The assassinations continued in the 1990s, as Israel faced a wave of violence from militant Islamist organisations. An effort in 1997 to assassinate Khaled Mashal, one of the highest-profile current Hamas leaders, failed when Mossad agents were caught in Amman after spraying their target with poison. Netanyahu was forced to tell Mossad to hand over an antidote to Jordan in return for the freedom of the detained operatives.
Khaled Mashal (centre, behind microphone, as he gives a speech in Tehran in 2000) was targeted in an assassination attempt in 1997. Photograph: Mohsen Shandiz/Sygma/Getty Images
During the Palestinian uprising from 2000 to 2005, known as the second intifada, Israel stepped up its assassinations.
One of those targeted was Qais abdel Qarim, a veteran leader of the Democratic Front for the Liberation of Palestine (DFLP). In 2001, a mysterious explosion destroyed much of his home in the West Bank city of Ramallah. The blast came just a week after DFLP militants stormed an Israeli base in Gaza, killing three soldiers.
Qarim dismissed talk of a new assassination campaign against Hamas as a “slogan, not a strategy”. “They are trying to build up support among their population,” he said.
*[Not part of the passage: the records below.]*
PR #1499, opened 2016-10-11
feat(hpkp): Add hpkp support

vbudhram:
Adds support for hpkp headers. Disabled by default and in report only mode when enabled.

Ref: https://github.com/mozilla/fxa-bugzilla-mirror/issues/179

### DIFF
--- a/config/index.js
+++ b/config/index.js
@@ -498,6 +498,43 @@ var conf = convict({
       default: /.+@mozilla\.com$/,
       env: 'LASTACCESSTIME_UPDATES_EMAIL_ADDRESSES'
     }
+  },
+  hpkpConfig: {
+    enabled: {
+      default: false,
+      doc: 'Feature flag for appending HPKP headers',
+      env: 'HPKP_ENABLE'
+    },
+    reportOnly: {
+      default: true,
+      doc: 'Enable report only mode',
+      env: 'HPKP_REPORT_ONLY'
+    },
+    reportUri: {
+      default: '',
+      doc: 'Enable report only mode',
+      env: 'HPKP_REPORT_URI'
+    },
+    includeSubDomains: {
+      default: true,
+      doc: 'Include Sub-Domains',
+      env: 'HPKP_INCLUDE_SUBDOMAINS'
+    },
+    max_age: {
+      default: 1,
+      doc: 'Max age for HPKP headers (milliseconds)',
+      env: 'HPKP_MAX_AGE'
+    },
+    pin_sha256: {
+      default: [
+        '5kJvNEMw0KjrCAu7eXY5HZdvyCS13BbA0VJG1RSP91w=',
+        'PZXN3lRAy+8tBKk2Ox6F7jIlnzr2Yzmwqc3JnyfXoCw=',
+        'r/mIkG3eEpVdm+u/ko/cwxzOMo1bk4TyHIlByibiA5E='
+      ],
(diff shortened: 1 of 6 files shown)


config/index.js
```diff
@@ -498,6 +498,43 @@ var conf = convict({
...
+      env: 'HPKP_INCLUDE_SUBDOMAINS'
+    },
+    max_age: {
+      default: 1,
+      doc: 'Max age for HPKP headers (milliseconds)',
+      env: 'HPKP_MAX_AGE'
+    },
+    pin_sha256: {
+      default: [
+        '5kJvNEMw0KjrCAu7eXY5HZdvyCS13BbA0VJG1RSP91w=',
```
vladikoff: nit: not sure if default should be set, should server throw if this is not configured? Stop the server if mode is `production`?

config/index.js
```diff
@@ -498,6 +498,43 @@ var conf = convict({
       default: /.+@mozilla\.com$/,
       env: 'LASTACCESSTIME_UPDATES_EMAIL_ADDRESSES'
     }
+  },
+  hpkpConfig: {
+    enabled: {
+      default: false,
+      doc: 'Feature flag for appending HPKP headers',
+      env: 'HPKP_ENABLE'
```
vladikoff: do we need types for this configs? Boolean and `duration` for the max age below?

config/index.js
rfk: IMHO this is more than a nit, since accidentally serving an incorrect list of pins can be an unrecoverable failure state for clients.  I think we should default to an empty list here, and error out if `HPKP_ENABLE=true` but `HPKP_PIN_SHA256` is empty.

config/index.js
```diff
@@ -498,6 +498,43 @@ var conf = convict({
...
+      default: '',
+      doc: 'Enable report only mode',
+      env: 'HPKP_REPORT_URI'
+    },
+    includeSubDomains: {
+      default: true,
+      doc: 'Include Sub-Domains',
+      env: 'HPKP_INCLUDE_SUBDOMAINS'
+    },
+    max_age: {
```
seanmonstar: Every other field is camelCase, and the `max_age` and `pin_sha256` are snake_case. Maybe stick to all camels?

config/index.js
vbudhram: Sounds good! Will updated

vbudhram:
@mozilla/fxa-devs made updates requested! Removed potential footguns. 

To test, simply browse to deployed box and check headers on response, https://vbudhramhpkp5.dev.lcip.org/auth/.

screen shot 2016-10-13 at 9 09 08 am

Mind another r?

lib/server.js
```diff
@@ -110,6 +110,31 @@ function create(log, error, config, routes, db) {
...
+    if(config.hpkpConfig.reportOnly){
+      hpkpOptions.reportOnly = config.hpkpConfig.reportOnly
+    }
+
+    server.register({
+      register: require('hapi-hpkp'),
+      options: hpkpOptions
+    }, function (err) {
+      if (err) {
+        log.error('Failed to load plugin:', err)
```
philbooth: Is this where the `sha256s` validation error ends up? Should we also `process.exit` in that case or is that overkill?

vbudhram: Looks like other plugins in here throw on err, which I think makes sense for this too. Will update!

PR #1559, opened 2016-11-18
fix(error): Include more specific error messages in invalidToken().

rfk:
When we see odd authentication errors like [1], we can tell that they failed due to an "invalid token" error, but it's not possible to tell which of the many ways to generate this error was the one that was triggered.  This adds dedicated error messaging to each place where we create such an error, in the hopes of making these bugs easier to track down in future.

[1] https://bugzilla.mozilla.org/show_bug.cgi?id=1318310


rfk:
👍  I will update the messages to be less repetitive

vbudhram:
@rfk The error message seems a little strange compared to how other errors are, `not found in db`. Would `Unable to find a valid token in database.` be a little more clear?

rfk:
Updated with more carefully-worded error messages.

PR #1560, opened 2016-11-18
fix(docs): document recent fix that affects flow events

philbooth:
I'm starting to think it was a mistake keeping this document in the repo, the continual PRs to update it are getting tiresome. Perhaps it will be okay when the flow event code settles down a bit more, or perhaps I should batch the updates to be less frequent (but I worry about forgetting them), or perhaps I the doc is in the wrong place.

Anyway, this documents mozilla/fxa-content-server#4419.

@vbudhram r?

### DIFF
--- a/docs/metrics-events.md
+++ b/docs/metrics-events.md
@@ -194,6 +194,15 @@ in the preceding five days.
 
 ## Significant changes
 
+### Train 75
+
+* The correct `service` parameter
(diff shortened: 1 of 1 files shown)


vbudhram:
@philbooth Not sure the best solution for it, but I do think it will be more manageable once flow updates are less frequent. That or  wait till train cut to create PR.

PR #1568, opened 2016-11-24
chore(shrinkwrap): add npm script for shrinkwrap

### LINKED ISSUE #1564: Add an `npm run shrinkwrap` command
It should "do the right thing" so we can stop thinking about it.

Ref 
https://github.com/mozilla/fxa-content-server/issues/4439
https://github.com/mozilla/fxa-auth-server/issues/1564
https://github.com/mozilla/fxa-profile-server/issues/223
https://github.com/mozilla/fxa-auth-db-mysql/issues/189
https://github.com/mozilla/fxa-customs-server/issues/149

Example: https://github.com/mozilla/fxa-auth-mailer/blob/master/package.json#L10

TDA:
This commit adds an npm script for generating shrinkwrap.
Fixes #1564 

Adding @vladikoff as he usually figures if I screwed up re-gen shrinkwrap :D 
Adding @shane-tomlinson as I helped his OCD by sorting the list ;)

### DIFF
--- a/npm-shrinkwrap.json
+++ b/npm-shrinkwrap.json
@@ -164,11 +164,6 @@
       "from": "binary-split@0.1.2",
       "resolved": "https://registry.npmjs.org/binary-split/-/binary-split-0.1.2.tgz",
       "dependencies": {
-        "through": {
-          "version": "2.3.8",
-          "from": "through@>=2.3.4 <2.4.0",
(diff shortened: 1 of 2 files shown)


TDA:
@vladikoff updated!

vladikoff:
thank you!

PR #1576, opened 2016-11-29
feat(metrics): log flowEvents of all requests

### LINKED ISSUE #1526: Add error flow events for all routes
While we hope things like memcached or mysql being down never happen, when it does, we don't know why a user failed. Even if some errnos are reported as different flow events, better to know too much.

So that we don't forget to do this on some routes, we should hook into hapi's post request event, and log automatically. A possible example event: `account.login.error.127'

seanmonstar:
This logs responses as flow events for routes we've determined are definitely part of a user flow. The format is `route.${path}.${status}`, such as `route./account/login.200` or `route./account/login.400.103`. Includes documentation.

cc @philbooth 
Closes #1526

### DIFF
--- a/docs/metrics-events.md
+++ b/docs/metrics-events.md
@@ -68,6 +68,7 @@ in a sign-in or sign-up flow:
 |`password.forgot.resend_code.completed`|A password reset email has been re-sent to the user.|
 |`password.forgot.verify_code.start`|A user has clicked on the link in a password reset email.|
 |`password.forgot.verify_code.completed`|A password reset has been successfully completed on the server.|
+|`route.${path}.200`| A route responded with a 200 status code. Example: `route./account/login.200`|
 |`flow.complete`|A user has successfully completed a sign-in or sign-up flow.|
 
 The following flow events
@@ -78,6 +79,7 @@ to a flow:
 |Name|Description|
 |----|-----------|
 |`customs.blocked`|A request was blocked by the customs server.|
+|`route.${path}.${statusCode}.${errno}`| A route responded with a >=400 status code. Includes `errno`. Example: `route./account/login.400.103`|
 
 In redshift,
 these events are stored
@@ -212,6 +214,8 @@ in the preceding five days.
 
 * Duplicate flow events
   were fixed in the content server.
+
+* The `route.*` events were implemented.
 
 ### Train 74
 
--- a/lib/log.js
+++ b/lib/log.js
@@ -2,6 +2,8 @@
  * License, v. 2.0. If a copy of the MPL was not distributed with this
  * file, You can obtain one at http://mozilla.org/MPL/2.0/. */
 
+'use strict'
+
 var EventEmitter = require('events').EventEmitter
 var util = require('util')
 var mozlog = require('mozlog')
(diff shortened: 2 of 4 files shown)


rfk:
> we should maybe just build a whitelist of routes that should always log

This sounds OK to me at first glance, and I think we're better off optimizing for shipping it quickly in the routes we know we want.  So 👍

seanmonstar:
Updated to use a whitelist, which I built by scanning the `routes.js` file and adding routes where I also saw `request.emitMetricsEvent` calls. Also updated docs.

docs/metrics-events.md
```diff
@@ -67,6 +67,8 @@ in a sign-in or sign-up flow:
 |`password.forgot.resend_code.completed`|A password reset email has been re-sent to the user.|
 |`password.forgot.verify_code.start`|A user has clicked on the link in a password reset email.|
 |`password.forgot.verify_code.completed`|A password reset has been successfully completed on the server.|
+|`route.${path}.200`| A route responded with a 200 status code. Example: `route./account/login.200`|
```
philbooth: For people consuming these events in redash, I wonder whether the `/` characters might seem slightly weird. Given that we've settled on `.` as a universal separator of sorts, do you think it is worth us converting these event names to something like `route.account.login.200`?

lib/log.js
```diff
@@ -246,6 +249,32 @@ function optionallySetService (data, request) {
...
+  '/recovery_email/resend_code',
+  '/recovery_email/verify_code'
+])
+
+function logRouteFlowEvent(log, request, response) {
+  const path = request.path
+  if (!FLOW_EVENT_ROUTES.has(path)) {
+    return
+  }
+  const code = response.statusCode || response.output.statusCode
```
philbooth: What's the deal with falling back to `response.output` here? Does it warrant an explanatory comment?

philbooth:
@seanmonstar, I like this very much indeed, nice one!

Couple of inline comments but essentially I am r+. 👍

docs/metrics-events.md
seanmonstar: I initially suggested we replace the `/` with `.`, but then after building the signup funnel, I felt seeing the `/` would make it easier to recognize which route was reported. And staying slashes, we could build queries like `WHERE type LIKE 'route.%.4%` to grab requests that had 4XX responses (I think, I don't recall if MySQL's `%` is too greedy).

But if people have other objective reasons, I can switch!

lib/log.js
seanmonstar: Ah, this line was just basically copied from the `summary` method. I believe the fallback is that if `response instanceof Error`, it will have the status code on the output property.

docs/metrics-events.md
```diff
@@ -67,6 +67,8 @@ in a sign-in or sign-up flow:
...
+|`route.${path}.${statusCode}.${errno}`| A route responded with a >=400 status code. Includes `errno`. Example: `route./account/login.400.103`|
```
philbooth: Just noticed something else while editing this doc. Could you move this line down to the next table, which is specifically there to document error events?

rfk:
IIUC, this should have shipped in train-75, but I can't see any of the flow events in re:dash.  Do we need to do something special to enable them?

rfk:
I'm still not seeing this events in re:dash.  Is it possible they're being filtered out because of the non-alphanumeric event name?  /cc @philbooth @seanmonstar

PR #1582, opened 2016-12-01
fix(docs): add links to prs under "significant changes"

philbooth:
This section of the metrics doc has been getting more unwieldy both to edit and to meaningfully consume. Adding links to the PRs clarifies precisely what is being discussed and when it was merged to `master`.

Additionally, I realised that I lumped the fix for duplicate content server events into train 75, but actually it was merged after that tag.

@seanmonstar, another really meaty and interesting PR for you to look at here, sorry. r?

### DIFF
--- a/docs/metrics-events.md
+++ b/docs/metrics-events.md
@@ -197,83 +197,107 @@ in the preceding five days.
 
 ## Significant changes
 
+### Train 76
+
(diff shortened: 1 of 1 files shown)


vladikoff:
Yessss! Thanks for linking those!

PR #1587, opened 2016-12-04
Remove unblock context check

### LINKED ISSUE #1586: Will signin-unblock get accidentally disabled in train 75?
While giving a final once-over to my changes in #1585, I suddenly realised something alarming: [`isSigninUnblockEnabledForUser` includes a check against the value of `metricsContext.context`](https://github.com/mozilla/fxa-auth-server/blob/ed9ec795657b1d6d66e1f5d58e659113d3ec6134/lib/features.js#L50-L59), but the content server stops sending that data in train 75 (see mozilla/fxa-content-server#4456 and mozilla/fxa-js-client#224).

The check short-circuits subsequent checks of the sample rate so, IIUC, as thing stand **the train-75 content server will disable sign-in unblock even if `sampleRate === 1` in the auth server**.

Not sure whether this means we should drop that check, thus enabling sign-in unblock for all clients, or reinste all the `metricsContext` crap that we just got rid of. Obviously, that second option is the messier one and I'd prefer the first option if possible. Either way, somewhere we're going to need another point release for train 75 (unless I've misunderstood something).

/cc @mozilla/fxa-devs, what do you guys think we should do?

rfk:
Fixes #1586; @seanmonstar r?

The deltra from v1.75.1 to current master is very small, and since we haven't deployed train-75 yet, I propose we just merge this to master and cut a v1.75.2 from there.

### DIFF
--- a/config/index.js
+++ b/config/index.js
@@ -509,24 +509,6 @@ var conf = convict({
       doc: 'signin unblock sample rate, between 0.0 and 1.0',
       default: 1.0,
       env: 'SIGNIN_UNBLOCK_RATE'
-    },
-    supportedClients: {
-      doc: 'support sign-in unblock for only these clients',
-      format: Array,
-      default: [
-        'web',
-        'oauth',
-        'iframe',
-        'fx_firstrun_v1',
-        'fx_firstrun_v2',
-        'fx_desktop_v1',
-        'fx_desktop_v2',
-        'fx_desktop_v3',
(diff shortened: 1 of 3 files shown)


rfk:
Also worth noting: this removes a config option, but AFAICT that config option was never explicitly specified in either prod config or in fxa-dev, so we hopefully won't need any follow-ups PRs to clean up config after this lands.

PR #1589, opened 2016-12-12
fix(signup): Return canonical email address in 'account exists' error.

### LINKED ISSUE #1583: /account/create does not return normalized email if account already exists
STR:

1. Sign up for an account, verify.
2. Open the browser's network console.
3. Go to the content server's /signup page, signup again with the email from step 1, using different casing.
4. The response to /account/create returns an `email` field, but it's the email that was entered instead of the normalized email.

Returning the normalized email would allow the first call to `/account/login` to use the correct email instead of the unnormalized version.

screen shot 2016-12-01 at 19 12 53

rfk:
Fixes #1583 (and also renames the containing function so it's more clear what it does and doesn't do)

@vbudhram r? for inclusion in train-76, so we can get it into prod ahead of a corresponding content-server change.

### DIFF
--- a/lib/routes/account.js
+++ b/lib/routes/account.js
@@ -105,7 +105,7 @@ module.exports = function (
 
         customs.check(request, email, 'accountCreate')
           .then(db.emailRecord.bind(db, email))
-          .then(deleteAccount, ignoreUnknownAccountError)
+          .then(deleteAccountIfUnverified, ignoreUnknownAccountError)
           .then(checkPreVerified)
           .then(generateRandomValues)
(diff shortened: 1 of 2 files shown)


lib/routes/account.js
```diff
@@ -117,9 +117,9 @@ module.exports = function (
           .then(createResponse)
           .done(reply, reply)
 
-        function deleteAccount (emailRecord) {
+        function deleteAccountIfUnverified (emailRecord) {
```
vbudhram: 👍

The open question is whether a campaign like the one promised by Netanyahu is actually practicable. The effort after Munich focused on targets in western Europe and Cyprus, but the current Hamas leadership outside Gaza is primarily based in Qatar and Turkey.
President Recep Tayyip Erdoğan of Turkey has already warned Israel not to target Hamas officials there, and Alpher said that assassinations would be impossible in Qatar in the foreseeable future. Though the tiny Gulf state hosts Hamas, it is also a key intermediary for negotiations to win the return of about 140 Israeli hostages taken on 7 October by the extremist group and still being held in Gaza.
Should any Hamas leaders escape Gaza into Egypt, Israel would also be unable to reach them there, and assassinations in Europe would now be “inconceivable”, a second veteran of Mossad’s 1970s campaigns said.
“Those days have long gone. The diplomatic damage done in France or the UK or even Germany would be catastrophic,” he told the Guardian.
Efraim Halevy, a senior Mossad official in the 1970s and its director from 1998 to 2002, told the Guardian that force was only effective if used in the correct political circumstances.
“If Hamas emerges as a total loss at the end of the war, then Israel has won the war … but this does not solve the Palestinian problem and the Palestinians will still be around,” Halevy said.
Avner Avraham, an analyst and commentator who spent 29 years in Mossad, said it was obvious that Israel would find and kill those responsible for the 7 October attacks.
“This is the first time we’ve said it [out loud] and we want to do it … for revenge but also to stop people doing the same thing. Is it a useful strategy? Yes. Is it effective? Yes,” Avraham said. “After Munich, one target was killed 20 years later. In this regard, Israel has a memory that is very long.”